The court therefore finds that the terms of the parties’ Settlement and Release bars Plaintiff’s (1) first cause of action for medical malpractice against Defendants, and (2) second cause of action for medical malpractice—negligent hiring, supervision, retention against defendant Olympia Health Care, LLC.

The court therefore grants Defendants’ motion for summary judgment as to Plaintiff’s Complaint.

ORDER

The court grants defendants Olympia Health Care LLC dba Olympia Medical Center and Alecto Healthcare Services, LLC’s motion for summary judgment as to plaintiff John Watts, Jr.’s Complaint.

In order to preserve the record on this motion, the court orders defendants Olympia Health Care LLC dba Olympia Medical Center and Alecto Healthcare Services, LLC to electronically file a complete copy of the “Notice of Lodgment of Separately Bound Documentary Evidence in Support of Defendant’s Motion for Summary Judgment,” with exhibits A through N attached, unless any party intends to file a motion to seal any exhibits, in which case the parties shall comply with the requirements of California Rules of Court, rules 2.550 and 2.551, no later than March 14, 2023.

The court orders defendant Alecto Healthcare Services, LLC to prepare, serve, and lodge a proposed judgment no later than 10 days from the date of this order.  

The court sets an Order to Show Cause re entry of judgment as to defendant Alecto Healthcare Services, LLC for hearing on ____________________, 2023, at 11:00 a.m., in Department 53.  

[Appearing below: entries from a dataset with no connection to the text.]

PR #35, opened 2026-09-06
Leave pushing and deciding a pull request to Bertan

### LINKED ISSUE #37: Finish the boundary's own claims before PR #35 merges
## Parent

#36

## What to build

PR #35 introduces the agent boundary, and four of the things it says about
itself are wrong, missing, or unenforceable. This ticket makes the branch's
claims true before it lands.

An agent's worktree is created from the active dev branch rather than from
`main`, so that a worktree branch contains the work it is proposed alongside.
CLAUDE.md stops asserting that the boundary can rest on nothing else, and says
instead that it rests on these hooks *because* the agent shares Bertan's
credentials — a choice open to revision, not a law. The fact that nothing guards
`.claude/` is named as deliberately open rather than left for a reader to
discover. The hooks gain a written stopping rule, so the next person to find an
evasion has a standard for deciding whether it is worth fixing. And the argument
for why any of this is enforced by hooks at all moves out of CLAUDE.md into the
repository's first ADR, leaving CLAUDE.md with the paragraph an agent actually
needs each session.

The ADR records the mechanism, not the inventory: *why hooks rather than a
server-side ruleset*, with the rejected alternative — giving the agent its own
actor through a deploy key or an installation token — written down because the
rejection is the part a future reader would otherwise re-propose blind. Written
that way, it stays true when ticket 4 widens what the boundary refuses.

## Acceptance criteria

- [ ] `worktree.baseRef` is set in the checked-in settings so a worktree is
      created from the active dev branch; verified by creating one and
      confirming its fork point is the active dev branch and not `main`
- [ ] Both hook files carry the stopping rule: a newly found evasion earns a fix
      only if it is a shape an agent would plausibly write, not one it would
      have to construct
- [ ] CLAUDE.md no longer claims the boundary "can rest on nothing else", and
      states the shared-credentials reason as a choice rather than a constraint
- [ ] The "deliberately left open" section names that nothing guards `.claude/`,
      together with the standard that excludes it
- [ ] CLAUDE.md's boundary section is reduced to its operative paragraph
- [ ] `docs/adr/0001` exists, states the principle and the rejected alternative,
      and contains no inventory of permitted commands
- [ ] The check suite passes, with the same count as before this ticket
- [ ] Everything lands on the branch of PR #35

## Blocked by

None (can start immediately).

bgunyel:
Closes #37

Two `PreToolUse` hooks on the `Bash` matcher, joining the four already there.

**`no-git-push.sh`** refuses every push. Pushes are made by Bertan from a separate terminal outside Claude Code, so no push is judged case by case.

**`no-pr-decisions.sh`** refuses merging a pull request, reviewing one with a verdict (`--approve`, `--request-changes`), closing or reopening one, and creating or deleting a release. The line is between talking and deciding: an agent may open a pull request and argue on it, and may not accept, reject or merge one.

Still allowed: `gh pr create`, `gh pr comment`, `gh pr edit`, `gh pr view/list/diff/checks/ready`, `gh pr review --comment`, and every `gh issue` subcommand.

### The direct API path is matched too

`gh pr merge` is only the convenient spelling. The same merge is one REST call (`PUT /repos/O/R/pulls/N/merge`) or one graphql mutation away, and `gh api` is allowlisted in `settings.local.json`, so it runs without a prompt.

This section used to claim more than the code did — it covered merging and reviewing, and left closing and releasing open through `gh api` while refusing both one file-section earlier. Raised in review; the code was widened rather than the claim narrowed. What is matched now, and it is a list rather than a principle:

| decision | REST | graphql |
|---|---|---|
| merge | `/pulls/*/merge` | `mergePullRequest` |
| review with a verdict | `/pulls/*/reviews` | `addPullRequestReview` |
| close / reopen | a write to `/pulls/N` carrying `state=closed` or `state=open` | `closePullRequest`, `reopenPullRequest`, `updatePullRequest` with that state |
| release | `/releases` | `createRelease`, `updateRelease`, `deleteRelease` |

Close and reopen are matched on the **field**, not the endpoint, because `PATCH /repos/O/R/pulls/N` is also how `gh pr edit` retitles a PR — which is allowed, and is asserted to stay allowed by a probe.

**Only writes are matched.** `gh` sends `GET` unless a `--method` or a field flag says otherwise, and the endpoint does not distinguish a decision from a reading: `GET /pulls/N/reviews` lists reviews and `GET /pulls/N/merge` reports whether the PR is merged. Both are reading a pull request, which the boundary allows. A method that cannot be parsed counts as a write. The exception is a call wrapped in `bash -c`, where the method is quoted text and no more readable than the endpoint — a wrapped read is refused with the writes.

### Two rounds of false positives, both recorded as probes

Matching is anchored to a *command position* — start of line, or after `;` `&&` `||` `|` or an opening paren — not to a bare preceding space, which is what `no-commit-to-main.sh` uses. The looser anchor blocks writing a commit message that merely names the command, and this repository does that constantly.

That was not enough. `grep` anchors `^` per line, so a wrapped line of prose inside a quoted heredoc still read as a command position — **the first version of these hooks refused the commit that introduced them.** Heredoc bodies are now dropped before matching. Because that also hides a real command, shell wrappers (`sh -c`, and a heredoc fed to a shell) are matched separately on the raw text, quotes and bodies included.

### `probe-hooks.sh`

63 probes, run with `bash .claude/hooks/probe-hooks.sh`, all passing:

- 4 that a commit message or note may *name* these commands
- 4 that a real command in multi-line input is still caught
- 55 over the ordinary spellings, both the block and the allow side

It found two defects during this work, which is why it is committed rather than thrown away. A hook is a process and running it is the only way to test it; per CLAUDE.md the expectations are written as literals, never derived from the scripts.

**Reviewer's call:** this third file is the one thing here that was not asked for. Drop it if you would rather the hooks ship alone.

### Notes

`no-commit-to-main.sh` already refused pushes whose destination was main, and that rule is now a subset of the broader one. Left in place on purpose: it carries the narrower message, and it still stands if the broader hook is disabled.

These hooks are inert in the main checkout until this merges — `settings.json` there was restored to its committed state during this work.

**These stop mistakes, not adversaries.** A caller who means to push or merge can spell it in ways no regex catches.

https://claude.ai/code/session_01Mx8Qck1kMHWmNFhKb4YAjv

### DIFF
--- a/.claude/hooks/lib/command-scan.sh
+++ b/.claude/hooks/lib/command-scan.sh
@@ -1,0 +1,126 @@
+#!/bin/bash
+# Where a command starts, where its arguments end, and how many commands a
+# string holds. Sourced by no-git-push.sh and no-pr-decisions.sh.
+#
+# This exists because of what the defects in PR #35 turned out to have in
+# common. Every one of them, found by Bertan or by the assistant, was the same
+# question answered differently in a different place -- how far around a matched
+# token to look:
+#
+#   - the anchor required column zero, so an indented command was not a command
+#   - wrapper re-admission sufficed for a heredoc and did nothing for sh -c
+#   - the option scope was the whole line, so `ls --all && git push` read as --all
+#   - narrowing it to one command cut at a newline, so a backslash continuation
+#     made every push look bare, which is the permitted shape
+#   - and it found the first command only, so a second one after ; or && was
+#     never examined at all
+#
+# Two of those were introduced by the fix to the previous two. The rule was
+# re-derived in about a dozen regular expressions across two files, so fixing it
+# in one place kept opening it in another. It is derived once here instead, and
+# the probe suite points at these functions directly.
+#
+# The answers are approximate on purpose. Splitting more eagerly than a shell
+# would yields extra command candidates, which can only refuse more; it never
+# hides one. That is the safe direction for a guard whose failure mode, twice
+# now, has been to report the permitted answer.
+
+# Reduce a raw command to lines that can be scanned: heredoc bodies dropped,
+# line continuations joined.
+#
+# A heredoc body is data, not commands. This repository writes dev-log entries
+# and commit messages through a quoted heredoc, and those texts name the very
+# commands the hooks refuse; grep anchors ^ per line, so a line of prose
+# beginning with one read as a command position, and an early version of the
+# hooks refused the commit that introduced them.
+#
+# Joining runs after dropping, so a backslash at the end of the line before a
+# heredoc terminator cannot swallow the terminator and hide what follows.
+cs_normalise() {
+  awk '
+    ind { if ($0 == d) ind = 0; next }
+    {
+      if (match($0, /<<-?[[:space:]]*[^[:space:];|&<>()]+/)) {
+        d = substr($0, RSTART, RLENGTH)
+        sub(/^<<-?[[:space:]]*/, "", d)
+        gsub(/[\047"]/, "", d)
+        ind = 1
+      }
+      print
+    }' \
+  | awk '
+    {
+      line = $0
+      while (line ~ /\\$/) {
+        sub(/\\$/, "", line)
+        if ((getline nxt) > 0) line = line nxt; else break
+      }
+      print line
+    }'
+}
+
+# Print one command per line, with anything that precedes the command word
+# removed, so a caller matches on ^ and never has to describe a command
+# position again.
+#
+# Separators are ; && || | ( ) and a backtick. The backtick is there because
+# $( ) was closed by the paren and its twin was not -- the same asymmetry
+# GIT_DIR= had against --git-dir.
+#
+# Removed prefixes: environment assignments, and the wrapper words that run
+# another command with their own options. A caller that cares about the
+# assignments themselves must look at the un-split text; no-git-push.sh does,
+# for GIT_DIR= and GIT_WORK_TREE=.
+cs_split() {
+  sed -e 's/&&/\n/g' -e 's/||/\n/g' -e 's/[;&|()`]/\n/g' \
+  | awk '
+    {
+      line = $0
+      sub(/^[[:space:]]+/, "", line)
+      changed = 1
+      while (changed) {
+        changed = 0
+        if (match(line, /^[A-Za-z_][A-Za-z0-9_]*=[^[:space:]]*[[:space:]]+/)) {
+          line = substr(line, RSTART + RLENGTH)
+          changed = 1
+        }
+        if (match(line, /^(env|command|xargs|nohup|nice|time|stdbuf|ionice)[[:space:]]+/)) {
+          line = substr(line, RSTART + RLENGTH)
+          while (match(line, /^-[^[:space:]]*[[:space:]]+/)) {
+            line = substr(line, RSTART + RLENGTH)
+          }
+          changed = 1
+        }
+      }
+      sub(/[[:space:]]+$/, "", line)
+      if (line != "") print line
+    }'
+}
+
+# Print the arguments of a git subcommand and succeed, or print nothing and fail
+# if this command is not `git <subcommand>`. Global options are skipped,
+# including the two that take a separate value: without that, -C /path ends the
+# match before the subcommand is reached.
+#
+# The exit status is what distinguishes `git push` -- a push whose argument list
+# is empty, and the permitted shape -- from a command that is not a push at all.
+# A caller testing the printed text instead would have to re-derive the rule,
+# which is the habit this file exists to end.
+cs_git_args() {
+  awk -v want="$1" '
+    BEGIN { found = 0 }
+    {
+      line = $0
+      if (line !~ /^git([[:space:]]|$)/) next
+      sub(/^git[[:space:]]*/, "", line)
+      while (match(line, /^(-[cC][[:space:]]+[^[:space:]]+|--(git-dir|work-tree|namespace|exec-path)=[^[:space:]]*|-[^[:space:]]+)[[:space:]]+/)) {
+        line = substr(line, RSTART + RLENGTH)
+      }
+      if (line !~ "^" want "([[:space:]]|$)") next
+      sub("^" want "[[:space:]]*", "", line)
+      print line
+      found = 1
+      exit
+    }
+    END { exit(found ? 0 : 1) }'
+}
--- a/.claude/hooks/lib/command-scan.sh
+++ b/.claude/hooks/lib/command-scan.sh
@@ -28,6 +28,14 @@
 # after `then`, `do`, `else`, `{` or `!` is at a command position and was not
 # treated as one. Each of the three hid every command that followed it.
 #
+# A third review found the heredoc question wrong a third time, and that is the
+# number that settled it. `git commit -m "fix <<EOF handling"` contains no
+# heredoc -- inside double quotes `<<` is text -- and the rest of the command
+# was dropped. Three wrong answers, each silent and each in the permitting
+# direction, is evidence about the question rather than about the answers: it
+# cannot be got exact by looking more carefully, because that is what the
+# previous two attempts were. The drop is a fail-safe now. See cs_normalise.
+#
 # The answers are approximate on purpose. Splitting more eagerly than a shell
 # would yields extra command candidates, which can only refuse more; it never
 # hides one. That is the safe direction for a guard whose failure mode, twice
@@ -53,12 +61,26 @@
 # tabs from the terminator, which an exact comparison never matched, so that
 # heredoc did not end either. Either one turned a `git push --mirror` or a
 # `gh pr merge` on a following line into nothing at all.
+#
+# Those were the second and third answers to the same question, and a fourth
+# followed them: `git commit -m "fix <<EOF handling"` has no heredoc in it at
+# all -- inside double quotes `<<` is text -- and the opener was matched
+# anywhere on the line, quotes included. So the drop is no longer trusted to be
+# right. A heredoc that never reaches its terminator was not a heredoc, and the
+# lines held for it are given back at END rather than lost.
+#
+# That is the answer this question should have had from the start: the exact
+# version has been got wrong three times, and each time the failure was silent
+# and in the permitting direction. The fail-safe costs a genuinely unterminated
+# heredoc being scanned as commands -- which bash would refuse to run anyway --
+# and it is the direction this file takes everywhere else.
 cs_normalise() {
   awk '
     ind {
       line = $0
       if (dash) sub(/^\t+/, "", line)
-      if (line == d) ind = 0
+      held[++nheld] = $0
+      if (line == d) { ind = 0; nheld = 0 }
       next
     }
     {
@@ -74,7 +96,10 @@ cs_normalise() {
         ind = 1
       }
       print
-    }' \
+    }
+    # The terminator never arrived, so this was not a heredoc and the lines were
+    # dropped in error. Give them back.
+    END { for (i = 1; i <= nheld; i++) print held[i] }' \
   | awk '
     {
       line = $0
--- a/.claude/hooks/lib/command-scan.sh
+++ b/.claude/hooks/lib/command-scan.sh
@@ -20,6 +20,14 @@
 # in one place kept opening it in another. It is derived once here instead, and
 # the probe suite points at these functions directly.
 #
+# A second review found three more of the same shape, and all three were here
+# rather than spread across the hooks, which is the point of the file. Two were
+# the heredoc question answered too loosely -- a here-string read as a heredoc,
+# and a tab-indented <<- terminator never recognised, so that heredoc never
+# ended. One was the command-position question answered too narrowly: a command
+# after `then`, `do`, `else`, `{` or `!` is at a command position and was not
+# treated as one. Each of the three hid every command that followed it.
+#
 # The answers are approximate on purpose. Splitting more eagerly than a shell
 # would yields extra command candidates, which can only refuse more; it never
 # hides one. That is the safe direction for a guard whose failure mode, twice
@@ -36,12 +44,31 @@
 #
 # Joining runs after dropping, so a backslash at the end of the line before a
 # heredoc terminator cannot swallow the terminator and hide what follows.
+#
+# Dropping is the one step here that hides commands rather than exposing them,
+# so what counts as a heredoc has to be exact in both directions -- and it was
+# wrong in both. `<<<` is a here-string: the operator regex matched its second
+# and third `<`, took the here-string's own text for a terminator that never
+# arrives, and dropped the rest of the command. `<<-` lets bash strip leading
+# tabs from the terminator, which an exact comparison never matched, so that
+# heredoc did not end either. Either one turned a `git push --mirror` or a
+# `gh pr merge` on a following line into nothing at all.
 cs_normalise() {
   awk '
-    ind { if ($0 == d) ind = 0; next }
+    ind {
+      line = $0
+      if (dash) sub(/^\t+/, "", line)
+      if (line == d) ind = 0
+      next
+    }
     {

Because defendant Olympia Health Care LLC dba Olympia Medical Center has filed a cross-complaint against cross-defendant John Watts, Jr., and the cross-complaint is still pending, the court may not enter judgment in favor of defendant Olympia Health Care LLC dba Olympia Medical Center at this time.  However, if defendant Olympia Health Care LLC dba Olympia Medical Center dismisses its cross-complaint in this action, then defendant Olympia Health Care LLC dba Olympia Medical Center may prepare, serve, and lodge a proposed judgment.

The court orders defendants Olympia Health Care LLC dba Olympia Medical Center and Alecto Healthcare Services, LLC to give notice of this ruling.

IT IS SO ORDERED.

 

DATED:  February 28, 2023

 

_____________________________

Robert B. Broadbelt III

Judge of the Superior Court



[1] In the court’s January 30, 2023 order, the court overruled Defendants’ January 25, 2023 evidentiary objection to the declaration filed by Plaintiff on January 13, 2023.